La differenza, secondo B. ROSSI, è “l’inalienabile diritto di ogni persona ad attuarsi e ad esprimersi in tutta la sua originaria pienezza, affermandosi come umanità differente non solo dagli altri, ma anche da se stessa, al fine di non deteriorarsi nel conformismo o nella ripetizione”. Il diritto alla differenza è dunque parte del diritto alla propria identità (vedi: identità psico-sociologica e identità culturale).
In riferimento al riconoscimento politico della diversità, F. VIOLA distingue tre categorie della diversità:
- quelle che corrispondono alle dimensioni involontarie e particolari dell’identità personale dei cittadini: la diversità per nascita, quelle, cioè, che noi riceviamo per la nascita [le identità legate ai fattori biologici, storici, culturali (identità etnica, fenotipia, lingua…);
- quelle che comportano dimensioni involontarie e comuni (comuni almeno in potenza) rappresentate dalle identità fenomenologiche legate ai cicli vitali della vita e ai contenuti sociali (età, statuto sociale, malattia, handicap…). Se da una parte queste identità ci sfuggono (sono quindi involontarie) sono però comuni a categorie di persone e ciascuno sa che un giorno vi potrebbe appartenere (identità del giovane e dell’anziano, dell’ammalato, dell’handicappato, del lavoratore o del pensionato…). È interessante notare, come sottolinea il filosofo N. Bobbio, che sono proprio queste identità fenomenologiche che sono state oggetto della progressiva estensione storica dei diritti dell’uomo (diritto dei fanciulli, degli anziani, degli handicappati, dei lavoratori, dei migranti, dei rifugiati politici). È l’estensione storica di questi diritti che mostra il graduale passaggio sul piano dei diritti fondamentali: dalla considerazione dell’uomo astratto a
- quella dell’uomo contestualizzato nelle sue diverse forme di vita (cicli vitali) e nei suoi diversi stati sociali;
- vi è infine la categoria delle diversità volontarie, quelle che F. Viola chiama le diversità etiche, legate alle scelte volontarie, da cui risulta una grande diversità di concepire il bene umano.
Questa categorizzazione non è da concepire in maniera semplicistica.
Vi possono essere identità fenomenologiche che si intrecciano con identità per nascita (si veda, ad esempio, il diverso atteggiamento delle culture verso l’età, le malattie, il sesso,…) o identità per nascita (quale, ad esempio, l’identità religiosa data per nascita) che si intreccia con quella costruita per scelta (fede) che può entrare in collusione con l’ambiente culturale.
La mappa delle diversità, elaborata da F. Viola, può, tuttavia, esserci utile per comprendere il differente posizionamento del liberalismo e del comunitarismo nei confronti di queste diversità, sia per l’interpretazione che danno di esse sia per l’accento che pongono sull’una o sull’altra.

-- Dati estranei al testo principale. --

PR #238, opened 2018-08-16
Use UUID instead of new Random().nextInt(...)

yschimke:
Minor simplification, mostly cleanup.  Arguably, better to avoid the birthday paradox e.g. collision with > a few thousand requests. 

Tested via 

$ ./gradlew :sample:installDebug


passy:
That's awesome. Thanks, Yuri!

PR #239, opened 2018-08-16
Allow duplicate headers for OkHttp

yschimke:
The Android side of supporting multiple headers.


yschimke:
@passy I'm struggling with the change needed in src/plugins/network/RequestDetails.js, around HeaderInspector.render, can't assume header key is unique

passy:
Cleaning up old issues and pull requests. Please let us know if this is something that's still relevant and we can reopen this and take another look. Thanks!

Mentre il liberalismo esalta la diversità etica (volontaria) e tende a minimizzare le differenze per nascita in rapporto alla problematica dell’identità, il comunitarismo dà un’importanza determinante alle diversità per nascita.

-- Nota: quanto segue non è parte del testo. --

PR #275, opened 2018-09-19
[desktop] Fix initialization

### LINKED ISSUE #267: Desktop app appear bug.
I download the latest build desktop app and open it appear this bug.
default

passy:
Summary:
The global variable generated by metro(?) was changed from Sonar to
Flipper without updating its callside.

Fixes #267

Test Plan:
Break point at `index.dev.html:89 Uncaught TypeError: Cannot read
property 'init' of undefined` shows that Sonar is undefined while
Flipper is. Manually calling `Flipper.init()` unbreaks it.

### DIFF
--- a/static/index.dev.html
+++ b/static/index.dev.html
@@ -86,7 +86,7 @@
           };
 
           script.onload = () => {
-            global.Sonar.init();
+            global.Flipper.init();
           };
 
           document.body.appendChild(script);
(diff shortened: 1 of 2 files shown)


passy:
@danielbuechele is already landing a fix.

carlonzo:
@passy @danielbuechele when can we have a release with the fix? we are currently blocked by this!
thanks for your help! :)

passy:
@carlonzo Sorry, we're still in the middle of landing some rename changes and would like to have them all in place before the next release as this introduces a ton of breaking changes. It'll probably take a few more days into the next week before we're ready.

Issue #145, opened 2018-07-08
UserDefaults editor plugin for iOS?


noahsark769:
A SharedPreferences editor for Android was just open sourced. Are there plans to extend it to work with iOS UserDefaults as well? Or would this be something the community could build?

priteshrnandgaonkar:
There are no plans yet for iOS from us. But we would be happy to have a PR from open source community.

hhtopcu:
I'm planning to work on it. I'll send a PR asap

pkrmf:
@priteshrnandgaonkar I have an [PR open](https://github.com/facebook/flipper/pull/291) 

Want to add a few things to it, but feel free to start reviewing it.

priteshrnandgaonkar:
Thanks for the PR, I will look into it.

priteshrnandgaonkar:
We support it now, check the sample app

PR #291, opened 2018-10-07
Integrating NSUserDefaults plugin to iOS

pkrmf:
I have a few details left, but its almost done. This PR addresses #145

- The NSUserDefaults plugin uses the SharedPreferences Desktop Part since we can reuse all of it.
- The NSUserDefaults plugin uses swizzling in order to be notified of what specific event changed at runtime.
- Added Test harness in both Sample Swift and Sample apps for iOS in order to test the plugin.
- Updated the documentation in `docs/shared-preferences-plugin.md` and` README.md`

I am open to suggestions since the desktop sharedPreferences version doesn't support deletion of preferences. Most likely I would have to modify the UI, and for that matter, I might as well build a user defaults desktop version

I wanted to add @xiphirx in this MR since he developed the shared preferences plugin for Android and Desktop. I don't see a way to remove preferences from the flipper desktop app so I was wondering if you would be OK with me adding that.


pkrmf:
How do we go about versioning?

xiphirx:
Adding the ability to delete keys in the shared preferences plugin sounds good to me.

iOS/Plugins/FlipperKitUserDefaultsPlugin/FKUserDefaultsPlugin.m
```diff
@@ -0,0 +1,79 @@
...
+    if (self = [super init]) {
+        _userDefaults = [NSUserDefaults standardUserDefaults];
+        _suiteName = suiteName;
+        [FKUserDefaultsSwizzleUtility swizzleSelector:@selector(setObject:forKey:) class:[NSUserDefaults class] block:^(NSInvocation * _Nonnull invocation) {
+            __unsafe_unretained id firstArg = nil;
+            __unsafe_unretained id secondArg = nil;
+            [invocation getArgument:&firstArg atIndex:2];
+            [invocation getArgument:&secondArg atIndex:3];
+            [invocation invoke];
+            [self userDefaultsChangedWithValue:firstArg key:secondArg];
```
priteshrnandgaonkar: `weak self ` here, since this block is stored in a static variable.

iOS/Plugins/FlipperKitUserDefaultsPlugin/FKUserDefaultsSwizzleUtility.m
```diff
@@ -0,0 +1,59 @@
...
+//  FlipperKit
+//
+//  Created by Marc Terns on 10/6/18.
+//
+
+#import "FKUserDefaultsSwizzleUtility.h"
+#import <objc/runtime.h>
+
+static NSMutableSet *swizzledClasses;
+static NSMutableDictionary *swizzledBlocks;
```
priteshrnandgaonkar: Can we get rid off this static variables ?

pkrmf: I can build a singleton and declare the properties as strong/copy. Then I can have a private instance method to do the swizzling. The swizzleutility needs to be a singleton since it keeps references of all the blocks to be called once the swizzling happens and we can not lose those references whatsoever(they need to be alive as long as the process is alive). 

I can add also comments to every single line of the FKUserDefaultsSwizzleUtility to better explain what it does.

pkrmf: Hey @priteshrnandgaonkar, I made the changes as requested in 12ec6096af378f4e09d92c18381f23215f43ffdf

pkrmf:
@priteshrnandgaonkar This PR should be ready

priteshrnandgaonkar:
Importing it in our system now, thanks for working on it.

La dimensione stessa dell’esistenza dei diritti collettivi e la resistenza dell’atteggiamento politico-filosofico alla loro accettazione in quadro giuridico fa parte del dibattito sulla priorità o no delle diversità per nascita sulle diversità etiche.
La soluzione da dare a questo dibattito non può che riallacciarsi alla nozione fondamentale dell’identità culturale. Che cioè l’identità di una persona non precede il suo proprio ambiente vitale: è quest’ultimo che alla nascita la marca di un’identità culturale, iscrivendola in un quadro di significati. E che d’altra parte la persona pur essendo contestualizzata non si trova in una gabbia di acciaio e che può cambiare di pelle (la sua identità culturale). In caso contrario si annullerebbe la sua libertà.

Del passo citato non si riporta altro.